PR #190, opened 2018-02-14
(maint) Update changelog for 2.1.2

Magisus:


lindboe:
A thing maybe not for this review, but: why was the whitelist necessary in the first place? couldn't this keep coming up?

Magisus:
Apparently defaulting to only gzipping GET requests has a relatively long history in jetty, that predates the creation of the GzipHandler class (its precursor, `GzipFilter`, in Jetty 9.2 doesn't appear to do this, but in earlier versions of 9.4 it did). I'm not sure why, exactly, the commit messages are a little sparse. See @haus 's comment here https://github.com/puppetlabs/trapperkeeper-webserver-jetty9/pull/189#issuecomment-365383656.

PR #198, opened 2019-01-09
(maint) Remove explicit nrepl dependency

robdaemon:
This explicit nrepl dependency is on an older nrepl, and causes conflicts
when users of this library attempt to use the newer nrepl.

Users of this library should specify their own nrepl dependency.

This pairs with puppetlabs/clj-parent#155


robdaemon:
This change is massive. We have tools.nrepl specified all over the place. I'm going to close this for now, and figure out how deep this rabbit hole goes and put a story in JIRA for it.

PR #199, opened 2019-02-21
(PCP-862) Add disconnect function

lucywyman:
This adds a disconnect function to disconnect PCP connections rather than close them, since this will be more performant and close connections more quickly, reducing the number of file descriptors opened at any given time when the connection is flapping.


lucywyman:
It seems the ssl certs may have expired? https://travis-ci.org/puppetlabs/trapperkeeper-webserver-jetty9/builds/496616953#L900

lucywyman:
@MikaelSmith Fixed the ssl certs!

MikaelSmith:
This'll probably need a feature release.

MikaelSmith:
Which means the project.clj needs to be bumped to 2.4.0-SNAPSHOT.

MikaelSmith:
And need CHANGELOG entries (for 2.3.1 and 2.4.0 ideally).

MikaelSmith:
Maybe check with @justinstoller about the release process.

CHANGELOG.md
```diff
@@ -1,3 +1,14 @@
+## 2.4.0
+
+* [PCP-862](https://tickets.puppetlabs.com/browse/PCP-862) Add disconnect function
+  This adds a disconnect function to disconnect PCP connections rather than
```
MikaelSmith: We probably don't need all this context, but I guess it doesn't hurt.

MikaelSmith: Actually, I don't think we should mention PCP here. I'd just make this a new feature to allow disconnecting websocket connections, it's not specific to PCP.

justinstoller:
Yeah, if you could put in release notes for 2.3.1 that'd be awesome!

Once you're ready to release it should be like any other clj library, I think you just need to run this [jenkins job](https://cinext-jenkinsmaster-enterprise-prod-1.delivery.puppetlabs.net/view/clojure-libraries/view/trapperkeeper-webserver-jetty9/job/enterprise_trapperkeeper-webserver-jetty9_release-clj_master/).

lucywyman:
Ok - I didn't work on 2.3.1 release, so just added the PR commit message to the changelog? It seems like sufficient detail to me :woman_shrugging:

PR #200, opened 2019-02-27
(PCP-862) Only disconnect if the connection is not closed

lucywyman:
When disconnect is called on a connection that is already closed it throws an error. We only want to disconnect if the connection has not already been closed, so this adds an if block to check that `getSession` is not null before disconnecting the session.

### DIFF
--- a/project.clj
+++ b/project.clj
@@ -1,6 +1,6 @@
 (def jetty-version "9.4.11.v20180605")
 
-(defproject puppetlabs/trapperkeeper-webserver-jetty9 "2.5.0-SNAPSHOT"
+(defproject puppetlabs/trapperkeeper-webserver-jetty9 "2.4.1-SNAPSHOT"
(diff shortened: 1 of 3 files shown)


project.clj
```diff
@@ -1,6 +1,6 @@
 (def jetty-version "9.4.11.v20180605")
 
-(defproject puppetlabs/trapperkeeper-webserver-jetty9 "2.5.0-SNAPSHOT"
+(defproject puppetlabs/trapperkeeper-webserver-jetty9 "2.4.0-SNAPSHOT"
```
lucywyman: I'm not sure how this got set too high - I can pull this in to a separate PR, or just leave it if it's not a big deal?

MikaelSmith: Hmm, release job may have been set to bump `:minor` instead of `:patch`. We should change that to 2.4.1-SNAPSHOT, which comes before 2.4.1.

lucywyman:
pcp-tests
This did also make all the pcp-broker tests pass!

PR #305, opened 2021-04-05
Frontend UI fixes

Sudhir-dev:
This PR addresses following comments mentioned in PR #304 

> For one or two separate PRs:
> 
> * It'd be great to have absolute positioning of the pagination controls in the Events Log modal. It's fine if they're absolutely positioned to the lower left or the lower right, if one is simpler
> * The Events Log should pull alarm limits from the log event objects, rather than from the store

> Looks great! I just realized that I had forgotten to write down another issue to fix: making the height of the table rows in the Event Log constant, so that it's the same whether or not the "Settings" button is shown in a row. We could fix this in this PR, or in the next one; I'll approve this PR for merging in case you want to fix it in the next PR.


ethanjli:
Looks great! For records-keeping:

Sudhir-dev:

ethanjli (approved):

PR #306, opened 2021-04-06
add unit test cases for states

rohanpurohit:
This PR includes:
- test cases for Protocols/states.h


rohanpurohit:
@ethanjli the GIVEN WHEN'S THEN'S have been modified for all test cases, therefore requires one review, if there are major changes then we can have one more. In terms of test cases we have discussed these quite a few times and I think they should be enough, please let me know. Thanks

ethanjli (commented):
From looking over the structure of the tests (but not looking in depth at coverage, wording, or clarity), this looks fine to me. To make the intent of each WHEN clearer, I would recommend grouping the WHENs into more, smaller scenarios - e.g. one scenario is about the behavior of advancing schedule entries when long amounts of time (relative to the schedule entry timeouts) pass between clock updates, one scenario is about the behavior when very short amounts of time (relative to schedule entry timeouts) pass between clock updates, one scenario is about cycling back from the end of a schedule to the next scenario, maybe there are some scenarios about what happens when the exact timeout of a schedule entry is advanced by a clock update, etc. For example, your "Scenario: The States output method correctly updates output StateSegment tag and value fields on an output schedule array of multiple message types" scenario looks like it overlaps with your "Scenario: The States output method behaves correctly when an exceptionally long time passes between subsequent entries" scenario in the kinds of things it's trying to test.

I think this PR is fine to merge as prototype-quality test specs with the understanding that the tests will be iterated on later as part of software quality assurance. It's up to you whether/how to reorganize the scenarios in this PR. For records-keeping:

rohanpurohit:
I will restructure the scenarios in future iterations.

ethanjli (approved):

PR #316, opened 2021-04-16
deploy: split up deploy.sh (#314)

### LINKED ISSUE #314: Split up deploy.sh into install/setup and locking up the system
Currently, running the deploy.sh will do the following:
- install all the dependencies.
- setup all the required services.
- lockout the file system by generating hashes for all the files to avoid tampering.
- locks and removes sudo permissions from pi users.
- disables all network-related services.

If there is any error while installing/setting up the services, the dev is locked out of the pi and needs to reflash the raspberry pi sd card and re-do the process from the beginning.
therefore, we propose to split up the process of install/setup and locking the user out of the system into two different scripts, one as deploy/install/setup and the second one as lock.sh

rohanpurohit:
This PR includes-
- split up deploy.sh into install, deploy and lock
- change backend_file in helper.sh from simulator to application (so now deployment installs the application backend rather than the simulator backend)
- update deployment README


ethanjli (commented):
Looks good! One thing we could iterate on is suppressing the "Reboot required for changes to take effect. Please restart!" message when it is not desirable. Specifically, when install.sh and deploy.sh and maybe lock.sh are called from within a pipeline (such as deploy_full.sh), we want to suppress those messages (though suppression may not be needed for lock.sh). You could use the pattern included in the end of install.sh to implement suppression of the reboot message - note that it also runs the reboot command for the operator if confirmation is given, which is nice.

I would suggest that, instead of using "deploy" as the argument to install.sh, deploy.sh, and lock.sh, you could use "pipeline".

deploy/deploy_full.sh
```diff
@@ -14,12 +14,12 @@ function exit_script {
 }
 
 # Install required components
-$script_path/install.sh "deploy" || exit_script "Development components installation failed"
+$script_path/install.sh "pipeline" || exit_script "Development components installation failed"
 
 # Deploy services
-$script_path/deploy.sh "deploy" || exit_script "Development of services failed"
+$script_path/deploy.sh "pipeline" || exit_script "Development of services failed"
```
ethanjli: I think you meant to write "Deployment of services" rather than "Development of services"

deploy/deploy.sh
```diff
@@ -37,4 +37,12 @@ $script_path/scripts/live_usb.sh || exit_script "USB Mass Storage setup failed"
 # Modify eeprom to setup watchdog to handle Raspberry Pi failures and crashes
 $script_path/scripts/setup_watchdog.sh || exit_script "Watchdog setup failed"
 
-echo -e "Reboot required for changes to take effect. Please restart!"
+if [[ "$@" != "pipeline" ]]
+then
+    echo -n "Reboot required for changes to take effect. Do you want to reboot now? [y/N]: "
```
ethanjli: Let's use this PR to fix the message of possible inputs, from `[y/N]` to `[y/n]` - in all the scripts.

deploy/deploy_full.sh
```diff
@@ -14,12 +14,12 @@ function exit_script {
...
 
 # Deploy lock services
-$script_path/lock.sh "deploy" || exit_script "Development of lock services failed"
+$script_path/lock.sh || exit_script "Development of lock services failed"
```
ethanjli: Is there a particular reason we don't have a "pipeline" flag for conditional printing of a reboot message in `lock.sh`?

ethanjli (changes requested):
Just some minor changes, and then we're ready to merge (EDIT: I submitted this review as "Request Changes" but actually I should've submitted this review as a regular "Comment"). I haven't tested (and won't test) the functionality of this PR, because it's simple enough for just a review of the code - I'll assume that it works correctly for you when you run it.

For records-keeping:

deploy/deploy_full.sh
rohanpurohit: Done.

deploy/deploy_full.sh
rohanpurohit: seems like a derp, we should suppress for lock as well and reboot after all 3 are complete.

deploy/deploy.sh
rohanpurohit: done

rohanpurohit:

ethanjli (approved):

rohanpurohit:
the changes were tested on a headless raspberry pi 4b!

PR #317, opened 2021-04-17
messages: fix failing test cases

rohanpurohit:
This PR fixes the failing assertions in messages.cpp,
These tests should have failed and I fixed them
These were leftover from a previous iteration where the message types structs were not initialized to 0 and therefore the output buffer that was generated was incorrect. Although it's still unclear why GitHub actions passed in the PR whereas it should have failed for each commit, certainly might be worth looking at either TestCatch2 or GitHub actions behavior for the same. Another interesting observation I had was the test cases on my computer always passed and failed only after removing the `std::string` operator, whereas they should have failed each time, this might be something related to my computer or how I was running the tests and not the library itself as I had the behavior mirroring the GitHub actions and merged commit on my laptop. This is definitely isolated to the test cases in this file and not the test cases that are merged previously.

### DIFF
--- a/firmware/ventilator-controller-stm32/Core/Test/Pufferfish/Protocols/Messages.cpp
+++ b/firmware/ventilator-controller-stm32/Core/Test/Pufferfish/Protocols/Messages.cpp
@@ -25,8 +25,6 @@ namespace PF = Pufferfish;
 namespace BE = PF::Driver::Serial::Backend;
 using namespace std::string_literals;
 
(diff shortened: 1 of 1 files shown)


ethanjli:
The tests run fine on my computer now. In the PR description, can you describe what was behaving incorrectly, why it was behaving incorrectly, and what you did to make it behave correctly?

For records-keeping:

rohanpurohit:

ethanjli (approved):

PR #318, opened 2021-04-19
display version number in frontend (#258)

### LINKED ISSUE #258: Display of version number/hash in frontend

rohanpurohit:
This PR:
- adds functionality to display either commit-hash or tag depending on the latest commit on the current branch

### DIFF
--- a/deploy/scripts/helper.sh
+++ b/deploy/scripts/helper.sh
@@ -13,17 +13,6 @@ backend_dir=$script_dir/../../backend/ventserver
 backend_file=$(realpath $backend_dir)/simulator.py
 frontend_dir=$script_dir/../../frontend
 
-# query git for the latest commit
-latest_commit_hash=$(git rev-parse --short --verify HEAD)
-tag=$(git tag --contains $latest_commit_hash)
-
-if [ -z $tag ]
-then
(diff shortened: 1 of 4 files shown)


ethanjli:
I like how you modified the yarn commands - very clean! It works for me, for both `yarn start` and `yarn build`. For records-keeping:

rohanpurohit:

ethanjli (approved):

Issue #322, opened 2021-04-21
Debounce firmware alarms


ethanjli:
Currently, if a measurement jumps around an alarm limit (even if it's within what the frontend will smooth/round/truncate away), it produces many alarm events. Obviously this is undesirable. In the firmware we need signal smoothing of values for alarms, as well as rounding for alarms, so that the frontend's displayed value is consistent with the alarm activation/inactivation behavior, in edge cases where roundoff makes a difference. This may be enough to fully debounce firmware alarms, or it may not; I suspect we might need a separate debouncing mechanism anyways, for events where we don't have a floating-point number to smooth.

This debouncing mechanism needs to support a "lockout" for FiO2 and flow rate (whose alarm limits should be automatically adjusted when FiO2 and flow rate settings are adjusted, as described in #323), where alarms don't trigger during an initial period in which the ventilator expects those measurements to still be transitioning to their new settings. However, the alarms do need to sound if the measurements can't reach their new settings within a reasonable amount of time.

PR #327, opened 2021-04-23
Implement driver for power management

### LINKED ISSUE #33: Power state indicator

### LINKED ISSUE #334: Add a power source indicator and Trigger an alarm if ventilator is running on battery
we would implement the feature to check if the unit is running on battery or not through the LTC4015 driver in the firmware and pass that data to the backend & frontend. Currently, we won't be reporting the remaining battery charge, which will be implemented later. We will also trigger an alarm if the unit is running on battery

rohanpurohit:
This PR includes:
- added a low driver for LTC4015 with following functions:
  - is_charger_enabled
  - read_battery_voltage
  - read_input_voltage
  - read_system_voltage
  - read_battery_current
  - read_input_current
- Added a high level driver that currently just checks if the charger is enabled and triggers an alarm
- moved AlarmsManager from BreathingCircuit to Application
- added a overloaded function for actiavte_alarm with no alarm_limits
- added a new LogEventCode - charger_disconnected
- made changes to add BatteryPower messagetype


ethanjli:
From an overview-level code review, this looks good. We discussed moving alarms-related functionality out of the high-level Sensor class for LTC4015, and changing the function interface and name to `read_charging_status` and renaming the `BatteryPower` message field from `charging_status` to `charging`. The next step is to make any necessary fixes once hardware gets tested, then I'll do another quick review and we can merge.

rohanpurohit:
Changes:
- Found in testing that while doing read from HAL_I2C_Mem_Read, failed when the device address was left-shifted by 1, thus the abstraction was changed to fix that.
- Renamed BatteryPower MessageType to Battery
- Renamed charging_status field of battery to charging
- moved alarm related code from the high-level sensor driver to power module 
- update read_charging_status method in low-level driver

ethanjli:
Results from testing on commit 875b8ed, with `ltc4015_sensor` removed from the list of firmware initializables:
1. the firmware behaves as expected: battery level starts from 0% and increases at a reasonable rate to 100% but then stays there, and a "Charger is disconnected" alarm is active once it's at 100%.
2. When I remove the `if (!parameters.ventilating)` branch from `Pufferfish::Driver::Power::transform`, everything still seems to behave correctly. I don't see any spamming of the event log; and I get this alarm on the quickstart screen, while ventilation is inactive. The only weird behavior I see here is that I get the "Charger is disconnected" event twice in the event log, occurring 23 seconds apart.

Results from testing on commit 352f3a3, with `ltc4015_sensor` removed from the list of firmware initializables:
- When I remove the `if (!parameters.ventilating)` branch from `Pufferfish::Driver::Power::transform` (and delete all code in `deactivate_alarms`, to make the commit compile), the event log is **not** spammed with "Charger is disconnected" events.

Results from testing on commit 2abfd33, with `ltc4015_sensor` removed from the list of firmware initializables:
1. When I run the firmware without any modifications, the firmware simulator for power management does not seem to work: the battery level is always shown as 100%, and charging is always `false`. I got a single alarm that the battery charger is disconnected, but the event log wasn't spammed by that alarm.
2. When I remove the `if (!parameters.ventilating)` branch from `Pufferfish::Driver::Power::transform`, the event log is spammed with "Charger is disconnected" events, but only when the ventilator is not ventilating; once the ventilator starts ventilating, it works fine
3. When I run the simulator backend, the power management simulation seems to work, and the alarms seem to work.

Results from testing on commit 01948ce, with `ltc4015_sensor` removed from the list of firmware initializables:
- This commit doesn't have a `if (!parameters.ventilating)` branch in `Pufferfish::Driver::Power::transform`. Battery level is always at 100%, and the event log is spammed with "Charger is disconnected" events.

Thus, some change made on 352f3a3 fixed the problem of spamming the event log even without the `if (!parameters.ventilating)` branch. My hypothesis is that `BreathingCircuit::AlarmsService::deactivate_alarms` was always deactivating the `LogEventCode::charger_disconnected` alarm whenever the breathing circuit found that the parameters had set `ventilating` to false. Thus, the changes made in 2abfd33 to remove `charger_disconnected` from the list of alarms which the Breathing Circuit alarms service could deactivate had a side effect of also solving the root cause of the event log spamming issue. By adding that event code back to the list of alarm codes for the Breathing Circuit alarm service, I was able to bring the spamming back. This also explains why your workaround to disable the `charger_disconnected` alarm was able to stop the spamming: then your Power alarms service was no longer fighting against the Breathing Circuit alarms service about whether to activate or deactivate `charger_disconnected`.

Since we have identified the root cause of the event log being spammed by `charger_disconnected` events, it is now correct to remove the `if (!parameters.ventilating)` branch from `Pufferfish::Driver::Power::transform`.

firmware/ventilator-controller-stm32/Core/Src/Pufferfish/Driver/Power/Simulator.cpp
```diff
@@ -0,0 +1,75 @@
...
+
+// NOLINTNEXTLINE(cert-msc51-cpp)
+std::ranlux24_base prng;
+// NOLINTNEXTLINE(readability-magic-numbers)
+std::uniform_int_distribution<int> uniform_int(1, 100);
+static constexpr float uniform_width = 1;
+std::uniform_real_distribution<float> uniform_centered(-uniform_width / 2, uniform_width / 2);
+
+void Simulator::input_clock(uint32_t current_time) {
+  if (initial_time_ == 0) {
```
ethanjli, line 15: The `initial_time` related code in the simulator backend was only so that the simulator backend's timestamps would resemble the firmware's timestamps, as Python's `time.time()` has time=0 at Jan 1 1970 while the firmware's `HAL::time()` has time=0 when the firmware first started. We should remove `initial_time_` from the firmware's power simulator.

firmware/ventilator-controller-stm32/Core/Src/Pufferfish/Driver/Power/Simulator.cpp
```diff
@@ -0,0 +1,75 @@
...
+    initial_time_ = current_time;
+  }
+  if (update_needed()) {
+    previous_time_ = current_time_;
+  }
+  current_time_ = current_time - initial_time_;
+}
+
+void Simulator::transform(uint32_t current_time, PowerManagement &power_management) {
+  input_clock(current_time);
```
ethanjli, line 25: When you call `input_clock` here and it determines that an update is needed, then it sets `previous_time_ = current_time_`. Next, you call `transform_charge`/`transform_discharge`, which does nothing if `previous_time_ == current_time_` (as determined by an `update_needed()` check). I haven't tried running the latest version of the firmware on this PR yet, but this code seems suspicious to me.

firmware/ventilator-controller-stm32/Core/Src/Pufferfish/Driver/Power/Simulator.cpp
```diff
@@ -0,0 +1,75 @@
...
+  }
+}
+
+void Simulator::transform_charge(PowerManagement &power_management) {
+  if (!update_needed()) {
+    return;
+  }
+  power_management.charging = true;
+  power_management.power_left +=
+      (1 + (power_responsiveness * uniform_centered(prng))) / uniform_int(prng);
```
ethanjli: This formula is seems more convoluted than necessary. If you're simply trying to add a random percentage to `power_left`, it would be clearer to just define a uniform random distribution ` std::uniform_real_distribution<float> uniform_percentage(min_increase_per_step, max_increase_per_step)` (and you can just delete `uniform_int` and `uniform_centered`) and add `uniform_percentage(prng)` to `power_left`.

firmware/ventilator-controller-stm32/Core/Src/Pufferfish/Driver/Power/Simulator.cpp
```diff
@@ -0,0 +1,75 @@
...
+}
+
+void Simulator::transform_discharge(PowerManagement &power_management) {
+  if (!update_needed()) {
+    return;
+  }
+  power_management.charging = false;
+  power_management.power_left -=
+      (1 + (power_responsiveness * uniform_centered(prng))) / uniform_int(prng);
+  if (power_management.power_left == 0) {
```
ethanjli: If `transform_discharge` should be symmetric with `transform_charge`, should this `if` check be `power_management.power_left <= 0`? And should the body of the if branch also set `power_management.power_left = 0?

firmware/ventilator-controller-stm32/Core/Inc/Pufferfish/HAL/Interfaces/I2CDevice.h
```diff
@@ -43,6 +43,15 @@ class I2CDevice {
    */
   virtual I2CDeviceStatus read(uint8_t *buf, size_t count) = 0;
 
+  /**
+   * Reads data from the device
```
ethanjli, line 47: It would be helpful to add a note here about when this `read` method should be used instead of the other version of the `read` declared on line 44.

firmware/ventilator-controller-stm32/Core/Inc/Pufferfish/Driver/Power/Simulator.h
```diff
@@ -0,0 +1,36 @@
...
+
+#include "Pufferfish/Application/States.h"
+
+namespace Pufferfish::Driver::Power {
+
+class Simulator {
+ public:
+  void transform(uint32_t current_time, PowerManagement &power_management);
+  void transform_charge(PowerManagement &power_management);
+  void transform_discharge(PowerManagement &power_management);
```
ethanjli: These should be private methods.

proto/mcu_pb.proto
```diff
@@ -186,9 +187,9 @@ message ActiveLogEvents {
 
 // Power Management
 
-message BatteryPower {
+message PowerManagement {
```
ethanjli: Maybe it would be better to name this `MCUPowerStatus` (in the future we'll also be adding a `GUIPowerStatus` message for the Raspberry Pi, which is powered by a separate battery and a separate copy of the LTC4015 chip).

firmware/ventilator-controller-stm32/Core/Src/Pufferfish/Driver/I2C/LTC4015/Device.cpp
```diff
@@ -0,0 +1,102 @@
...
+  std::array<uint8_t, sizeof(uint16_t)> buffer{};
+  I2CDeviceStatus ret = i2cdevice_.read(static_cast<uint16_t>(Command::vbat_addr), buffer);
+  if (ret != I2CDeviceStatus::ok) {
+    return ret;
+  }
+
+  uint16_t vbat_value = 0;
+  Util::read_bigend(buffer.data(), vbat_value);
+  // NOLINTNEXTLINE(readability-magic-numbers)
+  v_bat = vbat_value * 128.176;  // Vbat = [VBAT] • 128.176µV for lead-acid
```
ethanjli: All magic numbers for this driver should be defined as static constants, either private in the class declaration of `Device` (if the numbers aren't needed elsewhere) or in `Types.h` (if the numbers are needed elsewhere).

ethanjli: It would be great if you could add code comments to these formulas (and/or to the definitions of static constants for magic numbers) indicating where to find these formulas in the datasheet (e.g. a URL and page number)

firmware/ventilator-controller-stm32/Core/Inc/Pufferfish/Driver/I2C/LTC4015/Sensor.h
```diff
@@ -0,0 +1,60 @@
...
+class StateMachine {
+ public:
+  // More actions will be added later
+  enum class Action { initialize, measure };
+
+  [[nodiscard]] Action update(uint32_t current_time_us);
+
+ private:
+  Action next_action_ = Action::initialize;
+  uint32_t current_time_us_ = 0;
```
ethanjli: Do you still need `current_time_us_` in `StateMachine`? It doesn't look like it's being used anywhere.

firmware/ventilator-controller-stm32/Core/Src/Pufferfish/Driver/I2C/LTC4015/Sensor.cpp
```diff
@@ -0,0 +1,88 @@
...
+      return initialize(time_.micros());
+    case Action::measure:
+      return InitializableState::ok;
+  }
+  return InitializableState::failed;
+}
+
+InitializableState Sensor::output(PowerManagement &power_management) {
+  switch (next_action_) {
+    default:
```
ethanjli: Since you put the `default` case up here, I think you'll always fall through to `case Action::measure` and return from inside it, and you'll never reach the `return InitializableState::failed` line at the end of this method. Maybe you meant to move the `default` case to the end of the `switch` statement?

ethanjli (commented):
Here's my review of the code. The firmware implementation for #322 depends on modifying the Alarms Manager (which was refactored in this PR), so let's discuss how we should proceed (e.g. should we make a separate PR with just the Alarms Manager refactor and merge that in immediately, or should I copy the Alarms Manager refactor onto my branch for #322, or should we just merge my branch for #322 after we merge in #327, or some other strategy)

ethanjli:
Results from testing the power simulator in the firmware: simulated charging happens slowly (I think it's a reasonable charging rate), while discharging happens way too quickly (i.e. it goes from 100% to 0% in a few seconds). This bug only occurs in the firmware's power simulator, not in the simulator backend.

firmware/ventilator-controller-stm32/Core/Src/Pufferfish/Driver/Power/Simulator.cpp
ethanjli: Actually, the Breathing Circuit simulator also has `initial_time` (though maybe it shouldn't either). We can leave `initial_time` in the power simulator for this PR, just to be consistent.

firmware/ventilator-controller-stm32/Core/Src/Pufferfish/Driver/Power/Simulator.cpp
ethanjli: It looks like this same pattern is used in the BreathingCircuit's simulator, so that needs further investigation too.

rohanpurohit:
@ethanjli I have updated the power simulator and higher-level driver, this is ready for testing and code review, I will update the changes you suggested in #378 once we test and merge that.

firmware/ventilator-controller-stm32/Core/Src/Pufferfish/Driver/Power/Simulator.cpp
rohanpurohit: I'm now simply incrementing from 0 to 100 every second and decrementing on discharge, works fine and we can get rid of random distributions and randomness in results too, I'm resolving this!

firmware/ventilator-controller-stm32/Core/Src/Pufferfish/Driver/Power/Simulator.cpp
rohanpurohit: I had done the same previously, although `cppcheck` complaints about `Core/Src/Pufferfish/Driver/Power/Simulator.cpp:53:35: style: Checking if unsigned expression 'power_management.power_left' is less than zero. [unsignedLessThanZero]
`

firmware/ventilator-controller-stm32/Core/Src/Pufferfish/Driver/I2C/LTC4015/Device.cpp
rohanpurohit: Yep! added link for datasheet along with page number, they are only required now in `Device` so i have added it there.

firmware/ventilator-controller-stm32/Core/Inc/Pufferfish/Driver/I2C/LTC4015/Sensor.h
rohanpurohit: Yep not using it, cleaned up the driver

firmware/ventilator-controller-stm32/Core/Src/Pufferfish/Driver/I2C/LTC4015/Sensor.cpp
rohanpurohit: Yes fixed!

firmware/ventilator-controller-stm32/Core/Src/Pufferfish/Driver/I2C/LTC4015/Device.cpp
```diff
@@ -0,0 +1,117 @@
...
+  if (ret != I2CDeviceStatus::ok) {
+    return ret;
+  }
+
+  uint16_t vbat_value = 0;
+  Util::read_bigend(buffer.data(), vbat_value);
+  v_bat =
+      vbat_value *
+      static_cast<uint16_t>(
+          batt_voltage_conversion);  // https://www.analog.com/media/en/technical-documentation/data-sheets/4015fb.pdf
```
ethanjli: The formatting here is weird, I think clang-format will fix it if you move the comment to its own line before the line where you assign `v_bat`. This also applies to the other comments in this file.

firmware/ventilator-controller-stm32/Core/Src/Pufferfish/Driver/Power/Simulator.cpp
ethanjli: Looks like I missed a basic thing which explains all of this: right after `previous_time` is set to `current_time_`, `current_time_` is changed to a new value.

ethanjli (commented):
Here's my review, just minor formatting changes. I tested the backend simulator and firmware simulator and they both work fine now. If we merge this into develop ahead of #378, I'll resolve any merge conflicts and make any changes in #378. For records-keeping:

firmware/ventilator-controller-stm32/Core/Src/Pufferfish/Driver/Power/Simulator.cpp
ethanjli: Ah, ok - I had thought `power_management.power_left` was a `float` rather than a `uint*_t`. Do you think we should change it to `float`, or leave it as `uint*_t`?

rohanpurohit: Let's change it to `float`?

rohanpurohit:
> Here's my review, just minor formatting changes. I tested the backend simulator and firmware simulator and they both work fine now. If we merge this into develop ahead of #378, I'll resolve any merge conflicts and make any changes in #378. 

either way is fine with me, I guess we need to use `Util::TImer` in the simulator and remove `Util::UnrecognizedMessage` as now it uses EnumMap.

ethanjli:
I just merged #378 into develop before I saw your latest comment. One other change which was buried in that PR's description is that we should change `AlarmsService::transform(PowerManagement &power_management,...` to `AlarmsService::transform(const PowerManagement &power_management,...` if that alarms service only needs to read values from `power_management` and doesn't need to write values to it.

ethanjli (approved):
★ ★ ★ ★ ★
Take the line above containing "using namespace std::string_literals;", the line containing "-13,17 +13,6 @@ backend_dir=$script_dir/../../backend/ventserver", and all lines in between, and copy them exactly without anything else.

**Reply**:
 using namespace std::string_literals;
 
(diff shortened: 1 of 1 files shown)


ethanjli:
The tests run fine on my computer now. In the PR description, can you describe what was behaving incorrectly, why it was behaving incorrectly, and what you did to make it behave correctly?

For records-keeping:

rohanpurohit:

ethanjli (approved):

PR #318, opened 2021-04-19
display version number in frontend (#258)

### LINKED ISSUE #258: Display of version number/hash in frontend

rohanpurohit:
This PR:
- adds functionality to display either commit-hash or tag depending on the latest commit on the current branch

### DIFF
--- a/deploy/scripts/helper.sh
+++ b/deploy/scripts/helper.sh
@@ -13,17 +13,6 @@ backend_dir=$script_dir/../../backend/ventserver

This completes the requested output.